The Office of Labor Statistics (BLS) has suspended data collection after years of what economists describe as a sub -financing of the agency, both under Republican and Democratic administrations. The situation has been aggravated by the unprecedented campaign of the Trump administration to restructure the government through deep cuts of mass expenses and dismissals of public employees.
Allowing the need to “adapt the workload of the survey to resources levels”, the Office of Labor Statistics (BLS) completely suspended the collection of IPC data in a city in Nebraska, Utah and New York. It also suspended compilation on an average of 15% of the sample in the other 72 areas. This has led the BLS to use imputations to complete the missing information.
The proportion of imputation of different cells in the CPI data has increased from 10% in July 2024 to 32%. This imputation, that the Office of Labor Statistics (BLS) uses when all prices in the cell of origin are available, maintains the category of the article, but expands the geography. The origin cell method, considered of higher quality by economists, uses the average price of the same article in the same location as the price of the missing product.

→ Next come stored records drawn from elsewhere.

PR #3567, opened 2026-03-24
MAST: Deprecate objectname

snbianco:
The `objectname` parameter in `Catalogs`, `Observations`, `Tesscut`, and `utils` is deprecated in favor of `object_name`.

I also used this PR to fix an unintentional backwards compatibility issue that was introduced in #3540. Previously, users could input a single coordinate string with a comma separating the RA and declination (`"20, -30"`). The code introduced in that PR splits the string on commas, assuming that coordinates are only separated by a space, which breaks this workflow. I implemented a corner case that detects this historical single-coordinate input and works around it to still return results.

### DIFF
--- a/astroquery/mast/missions.py
+++ b/astroquery/mast/missions.py
@@ -290,7 +290,8 @@ class MastMissionsClass(MastQueryWithLogin):
         list of str
             A list of target strings in "ra dec" format for the API.
         """
-        def _normalize_inputs(values):
+        def _as_list(values):
+            """Normalize the input values into a list of strings or coordinate objects."""
             if values is None:
                 items = []
             elif isinstance(values, str):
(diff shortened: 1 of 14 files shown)


astroquery/mast/missions.py
```diff
@@ -338,7 +357,7 @@ def _normalize_inputs(values):
         return targets
 
     @class_or_instance
-    @deprecated_renamed_argument('objectname', 'object_names', since='0.4.11')
+    @deprecated_renamed_argument('objectname', 'object_names', since='0.4.12')
```
bsipocz, line 360: Thanks for spotting this and fixing it!

bsipocz (approved):
This all looks good, thanks!

Unrelated issue that came up while I was running the remote tests for this PR:
- the name resolution sometimes running into timeouts, so I would consider defaulting into a coordinate input for the remote tests rather than using `object_name`. I mean we should test object_name, but maybe just once and all the rest should use a coordinate rather than doing the additional name resolution with the remote service?

Either case, that is something for a follow-up.

PR #3506, opened 2026-01-21
EUCLID: new method get_sia  to access the Simple Image Access Protocol (SIAP)  v2.0

cosmoJFH:
Dear astroquery team,

we would like to implement a new method for the  Simple Image Access Protocol (SIAP)  v2.0 exposed by the Euclid project.

The Euclid Archive applies the following IVOA standard to serve:

1. Tables (catalogues), via the IVOA Table Access Protocol [TAP](https://www.ivoa.net/documents/TAP/)
2. Spectra, via the IVOA [DataLink](https://www.ivoa.net/documents/DataLink/) prococol.
3. Images (and cutouts), via the Simple Image Access ([SIA](https://www.ivoa.net/documents/SIA/20151223/REC-SIA-2.0-20151223.html))

The new get_sia method will allow users to obtain the “file_name” and “file_path” of the FITS files that contain the observations of the input coordinates. 

cc @esdc-esac-esa-int 
jira: EUCLIDSWRQ-250

PR #3569, opened 2026-03-25
EUCLID: new method get_sia to access the Simple Image Access Protocol (SIAP) v2.0

cosmoJFH:
Dear astroquery team,

we would like to implement a new method for the  Simple Image Access Protocol (SIAP)  v2.0 exposed by the Euclid project.

The Euclid Archive applies the following IVOA standard to serve:

1. Tables (catalogues), via the IVOA Table Access Protocol [TAP](https://www.ivoa.net/documents/TAP/)
2. Spectra, via the IVOA [DataLink](https://www.ivoa.net/documents/DataLink/) prococol.
3. Images (and cutouts), via the Simple Image Access ([SIA](https://www.ivoa.net/documents/SIA/20151223/REC-SIA-2.0-20151223.html))

The new get_sia method will allow users to obtain the “file_name” and “file_path” of the FITS files that contain the observations of the input coordinates. 

cc @esdc-esac-esa-int 
jira: EUCLIDSWRQ-250 

Note that this PR clones #3506, that was closed due to an error when updating the remote branch.


cosmoJFH:
Hi @bsipocz, we’re planning to include this feature in the next release scheduled for the end of May. Would the team have time to review this pull request?

cosmoJFH:
Hi @bsipocz,

We'd like to merge this new method into the develop branch because we need it for the DataLabs service. Would you have time to review the changes when you get a chance?

Thanks very much in advance!

cosmoJFH:
Hi @bsipocz,

we’re planning to include this new feature in the next release scheduled for the end of July. Would the team have time to review this pull request?

astroquery/esa/euclid/core.py
```diff
@@ -1482,6 +1514,110 @@ def __is_multiple(self, value):
...
 
+    def get_sia(self, *, search_type='CIRCLE', ra, dec, radius, calibration=2, instrument='ALL', band=None,
+                collection='sedm', dsr_part1=None, dsr_part2=None, dsr_part3=None, output_file=None, verbose=False):
+        """
+        Access the Euclid Observation Images by VO SIAP v2.0. This service will return public images from Calibrated
+        and Stacked NISP and VIS images, MER Mosaics from VIS and NISP and Level 1 (RAW) images for NISP and VIS
+
+        Parameters
+        ----------
+        search_type : str, mandatory, default None
```
keflavich: default  is `'CIRCLE'` right now

astroquery/esa/euclid/core.py
```diff
@@ -1482,6 +1514,110 @@ def __is_multiple(self, value):
 
         return not isinstance(value, int) and ((isinstance(value, (list, tuple)) and len(value) > 1) or ',' in value)
 
+    def get_sia(self, *, search_type='CIRCLE', ra, dec, radius, calibration=2, instrument='ALL', band=None,
```
keflavich: there are non-keyword arguments after a keyword argument. I thought this was syntactically disallowed?

We also prefer using `coordinate` (a skycoord) rather than manually specified ra/dec

keflavich: the order should be required positional arguments (e.g., `coordinate, radius, search_type`), then `*`, then keyword arguments.

astroquery/esa/euclid/core.py
```diff
@@ -1482,6 +1514,110 @@ def __is_multiple(self, value):
...
+
+        if instrument == 'VIS' and band is not None and band not in valid_band_vis:
+            raise ValueError(f"Invalid band {band} for instrument {instrument}")
+
+        if instrument == 'NISP' and band is not None and band not in valid_band_nisp:
+            raise ValueError(f"Invalid band {band} for instrument {instrument}")
+
+        ra_deg = self.coordinates_degrees(ra)
+        dec_deg = self.coordinates_degrees(dec)
+        radius_deg = self.coordinates_degrees(radius)
```
keflavich: this should be handled by standard astroquery coordinate handling mechanisms

astroquery/utils/tap/core.py
```diff
@@ -863,6 +863,8 @@ def load_data(self, *, params_dict=None, output_file=None, verbose=False):
         output_file : string, optional, default None
             file where the results are saved.
             If it is not provided, the http response contents are returned.
+        http_method: string, compulsory, default POST
```
keflavich: avoid mixing 'compulsory' and 'mandatory'.  `required` is the standard term anyway.

I don't think you need to say `required` when there is a default value, though - just say the options

astroquery/utils/tap/core.py
```diff
@@ -879,12 +881,20 @@ def load_data(self, *, params_dict=None, output_file=None, verbose=False):
         data = urlencode(params_dict)
         if verbose:
             print(f"Data request: {data}")
-        response = connHandler.execute_datapost(data=data, verbose=verbose)
+
+        if http_method == 'POST':
+            response = connHandler.execute_datapost(data=data, verbose=verbose)
+        else:
```
keflavich: maybe `elif http_method == 'get'`?

keflavich (dismissed):

astroquery/esa/euclid/core.py
cosmoJFH: We fully agree with your comment. the description of the parameter `search_type`  is now

```
        search_type : str, optional, default CIRCLE
            Shape of the search region. Supported values are "CIRCLE" and "BOX".
```

astroquery/esa/euclid/core.py
cosmoJFH: The parameter `coordinates` accepts a `str` or `SkyCoord`, since it is parsed by the method `commons.parse_coordinates`.

We would like to define the parameters as keyword-only arguments, because `get_sia` has many optional arguments, and requiring keywords makes calls much more self-documenting. We do not set a default value for `coordinates`, so callers must provide the coordinates argument.

astroquery/esa/euclid/core.py
cosmoJFH: We fully agree with you. We make use of the methods  `commons.parse_coordinates(coordinates=coordinates)` and 
 `esautils.get_degree_radius(radius)`

astroquery/utils/tap/core.py
cosmoJFH: Updated.

astroquery/utils/tap/core.py
cosmoJFH: Updated.

cosmoJFH:
Converted to a draft till is fully validated by our team.

cosmoJFH:
The ESAC team has reviewed and tested the changes. We think that the PR is ready to be reviewed again by the Astroquery team. Thank you very much in advance.

cosmoJFH:
Hi @bsipocz,

we’re planning to include this new feature in the next release of the DATALABS scheduled for the end of September. Would the team have time to review this pull request? Thank you very much in advance.

astroquery/esa/euclid/core.py
```diff
@@ -1482,6 +1515,119 @@ def __is_multiple(self, value):
 
         return not isinstance(value, int) and ((isinstance(value, (list, tuple)) and len(value) > 1) or ',' in value)
 
+    def get_sia(self, *, coordinates, radius=0.1, search_type='CIRCLE', calibration=2, instrument='ALL', band=None,
```
bsipocz: I would say we need to rename this method to be `query_sia`, so it will be more consistent with the the API in the other modules.

bsipocz: (The naming of the kwargs won't be consistent, but OTOH, I feel this one makes more sense, so I would propose to migrate the other modules to be something like this instead)

bsipocz (commented):
Overall looks good, however we have `query_sia` as method name in the other modules, so I think we should stick to it here, too.

cosmoJFH:
> Overall looks good, however we have `query_sia` as method name in the other modules, so I think we should stick to it here, too.

The method name was updated: get_sia --> query_sia

astroquery/esa/euclid/core.py
cosmoJFH: I think that it was a mistake in the signature of the method. It has been updated to:

    def query_sia(self, coordinates, *,  radius=0.1, search_type='CIRCLE', calibration=2, instrument='ALL', band=None,
                  collection='sedm', dsr_part1=None, dsr_part2=None, dsr_part3=None, output_file=None, verbose=False):
                  
So _coordinates_ is a required argument, and the rest must be supplied as a keyword argument.

bsipocz: Sounds good. I would not have minded to have coordinates as a mandatory kwarg either, but this looks good, too.

(my comment was directed to the other `query_sia` methods kept the SIA vocabulary and use `pos`, etc, which is far from being end user friendly, and I think we should change all of that to what you have here instead, using `coordinates`, etc.)

docs/esa/euclid/euclid.rst
```diff
@@ -356,6 +356,142 @@ and their sky coverage (in its "fov" field) is queried using ADQL_. Please note:
...
+The service returns a VOTable containing all the information required by the cutout function, including the path to the FITS files (file_name), the instrument, and the observation identifier (obs_id).
+
+The VOTable can also be saved for later use.
+
+  >>> from astroquery.esa.euclid import Euclid
+  >>> from astropy.coordinates import SkyCoord
+  >>> import astropy.units as u
+  >>> coords = SkyCoord(267.78, 65.53, frame='icrs', unit="deg") # NGC 6505
+  >>> radius = u.Quantity(0.01, u.deg)
+  >>> table = Euclid.get_sia(coordinates=coords, radius=radius, calibration=3)
```
bsipocz:
```suggestion
  >>> table = Euclid.query_sia(coordinates=coords, radius=radius, calibration=3)
```

astroquery/esa/euclid/tests/test_euclid_remote.py
```diff
@@ -77,3 +77,24 @@ def test_get_tables():
 
     table = euclid.load_table("catalogue.mer_catalogue")
     assert len(table.columns) == 471
+
+
+@pytest.mark.remote_data
+def test_get_sia():
```
bsipocz:
```suggestion
def test_query_sia():
```

astroquery/esa/euclid/tests/test_euclidtap.py
```diff
@@ -1986,6 +1999,104 @@ def test_load_async_job(mock_querier_async):
     assert job.jobid == jobid
 
 
+@pytest.mark.parametrize("verbose", [False, True])
+def test_get_sia(monkeypatch, verbose):
```
bsipocz:
```suggestion
def test_query_sia(monkeypatch, verbose):
```

astroquery/esa/euclid/tests/test_euclidtap.py
```diff
@@ -1986,6 +1999,104 @@ def test_load_async_job(mock_querier_async):
...
+    fn = 'file_name'
+    assert table[fn][0] == 'EUC_MER_BGSUB-MOSAIC-VIS_TILE101007315-D84386_20230826T000856.482420Z_00.00.fits.gz'
+
+    table = euclid.query_sia(coordinates=coords, radius=u.Quantity(0.01, u.deg), dsr_part1='CALBLOCK',
+                             dsr_part2='PV-023', dsr_part3=1, verbose=verbose)
+    assert isinstance(table, Table)
+    assert table[fn][0] == 'EUC_MER_BGSUB-MOSAIC-VIS_TILE101007315-D84386_20230826T000856.482420Z_00.00.fits.gz'
+
+
+def test_get_sia_exceptions(monkeypatch):
```
bsipocz:
```suggestion
def test_query_sia_exceptions(monkeypatch):
```

bsipocz (approved):
These need to be renamed, too. Otherwise looks good.

bsipocz:
@cosmoJFH - you can certainly keep the additional commits, it in facts help with the re-review as I could then just look at the new diffs.
Anyways, one more update to the docs and this should be good to go.

astroquery/esa/euclid/tests/test_euclidtap.py
cosmoJFH: Changes committed to the branch.

astroquery/esa/euclid/tests/test_euclidtap.py
cosmoJFH: Changes committed to the branch.

astroquery/esa/euclid/tests/test_euclid_remote.py
cosmoJFH: Changes committed to the branch.

astroquery/esa/euclid/core.py
bsipocz: > here are non-keyword arguments after a keyword argument. I thought this was syntactically disallowed?

just to wrap up this discussion: it is allowed to have kwarg only arguments, but also, the signature has changes in more recent commits.

docs/esa/euclid/euclid.rst
cosmoJFH: Changes committed to the branch.

bsipocz:
Thanks @cosmoJFH!

PR #383, opened 2024-05-10
Benchmarking tweaks

SolarDrew:
Couple of small changes - add a non-plotting benchmark in the hope that that will prove more useful for coparisons, and only run the plotting ones twice so it doesn't take ages.


SolarDrew:
Well this hasn't made it any quicker it seems :thinking:

PR #370, opened 2024-04-15
More refactoring in VaryingCelestialTransform

SolarDrew:
Slightly re-jig VaryingCelestialTransform to strip units from the inputs in `._map_transform()` and then put them back afterwards. Gives a reasonable performance boost, about 3.5x faster to plot a dataset across non-optimal axes.

PR #387, opened 2024-05-17
Add more benchmarks

SolarDrew:
~~Try slower plot again to see how it does now with performance improvements from #370. I don't expect this to be merged soon, or even worked on necessarily, but I'm interested to see how fast we can get the longer plots running.~~

Turns out the improvements haven't made enough difference to the performance to be able to use the slower plots so this has just become a PR to add some extra benchmarks. Will work on more performance improvements another time and try and use the slower plots when possible.


SolarDrew:
Not sure what else really needs benchmarking, suggestions welcome. Otherwise this is good to go.

dkist/wcs/models.py
```diff
@@ -130,7 +130,7 @@ def update_celestial_transform_parameters(
         -crpix[0],
         -crpix[1],
         pc,
-        transform[2].translation.value,
+        transform[2].translation.value * pc.unit if hasattr(pc, "unit") else transform[2].translation.value,
```
Cadair, line 133: What led to adding this? I think this is the slightly better way to do it though:

```suggestion
        transform[2].translation.quantity if hasattr(pc, "unit") else transform[2].translation.value,
```

Also if this is only getting hit by a benchmark it should have another unit test?

Cadair (approved):
One small tweak otherwise I think this is good.

Cadair (approved):

PR #393, opened 2024-06-13
Fitsio loader

### LINKED ISSUE #159: Consider adding a fitsio backed data loader
I discovered today that Astropy's FITS reader can't handle decompressing individual tiles inside a compressed HDU. This means that when people use the user tools, for any read operation on a file the whole file has to be loaded into memory and decompressed. This is memory and time inefficient. See: https://github.com/astropy/astropy/issues/3895 for more details on the lack of support from Astropy.

An alternative (that I left the door open for) is to use a different FITS library to load the data inside our Dask arrays. The best candidate for this would be the [fitsio](https://github.com/esheldon/fitsio) package, some quick benchmarks indicate that fitsio handles decompressing individual tiles and even decompresses the whole image faster than astropy:

```
In [44]: %timeit fits.getdata("VBI_L1_00656282_2018_05_11T14_25_05_466665_I.fits", hdu=1)
183 ms ± 248 µs per loop (mean ± std. dev. of 7 runs, 1 loop each)

In [45]: %timeit hdu[1][:, :]
131 ms ± 182 µs per loop (mean ± std. dev. of 7 runs, 10 loops each)

In [46]: %timeit f.read("VBI_L1_00656282_2018_05_11T14_25_05_466665_I.fits")
131 ms ± 196 µs per loop (mean ± std. dev. of 7 runs, 10 loops each)

In [48]: %timeit hdu[1][0, 0]
21.6 µs ± 191 ns per loop (mean ± std. dev. of 7 runs, 10,000 loops each)

In [49]: %timeit hdu[1][0, :]
22.3 µs ± 78.2 ns per loop (mean ± std. dev. of 7 runs, 10,000 loops each)

In [50]: %timeit hdu[1][:10, :]
235 µs ± 718 ns per loop (mean ± std. dev. of 7 runs, 1,000 loops each)
```

The advantages of using fitsio include:

* Potentially significant performance enhancements.
* Potentially significant reduction in memory usage.

There are some disadvantages:

* The `fitsio` Python package is GPL v2 licensed, us importing it has potential licencing implications.
* There are no binary wheels of fitsio published on PyPI this means people using PyPI to install this package would have to have a working toolchain and build fitsio.
* The API is lower level, although this wouldn't be exposed to the user.

I think a good approach would be to be able to optionally use fitsio if it is already installed. This way we aren't mandating it's import so we probably could argue the corner with the licencing issues, and also we aren't requiring people to compile it. Making it optional like this would require hooking in some configuration options because the point where the loader is decided is inside the asdf converter, where we can't pass user arguments though.

SolarDrew:
Closes #159 

Adds a FITS loader that uses fitsio. Currently replaces the astropy loader but that's just until I've sorted out the config stuff for switching between them. Mostly making the PR to see how the benchmarks respond because if it's just as slow there's not much point (or the benchmarks don't cover it properly).

### DIFF
--- a/dkist/conftest.py
+++ b/dkist/conftest.py
@@ -22,7 +22,7 @@ from dkist.data.test import rootdir
 from dkist.dataset import Dataset
 from dkist.dataset.tiled_dataset import TiledDataset
 from dkist.io import FileManager
-from dkist.io.loaders import AstropyFITSLoader
+from dkist.io.loaders import FitsioFITSLoader
 
 
 @pytest.fixture
@@ -232,7 +232,7 @@ def dataset(array, identity_gwcs):
     # Construct the filename here as a scalar array to make sure that works as
     # it's what dkist-inventory does
     ds._file_manager = FileManager.from_parts(np.array("test1.fits"), 0, "float", array.shape,
-                                              loader=AstropyFITSLoader)
+                                              loader=FitsioFITSLoader)
 
     return ds
 
--- a/dkist/io/asdf/converters/file_manager.py
+++ b/dkist/io/asdf/converters/file_manager.py
@@ -13,7 +13,7 @@ class FileManagerConverter(Converter):
 
     def from_yaml_tree(self, node, tag, ctx):
         from dkist.io.file_manager import FileManager
-        from dkist.io.loaders import AstropyFITSLoader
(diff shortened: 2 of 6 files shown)


SolarDrew:
Closing this as it seems to make no difference to performance.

Economists said the data would follow closely to detect greater volatility derived from these measures and any change in the trend when the new commissioner assumes its functions.
“It will be interesting to see if the data follow the trajectory we anticipate, given the well -known impact of tariffs,” said Elizabeth Renter, a senior economist from Nerdwallet. “One of the many problems that this guard change presents is the increase in skepticism on data quality. It could be difficult to determine if data changes reflect real improvements.”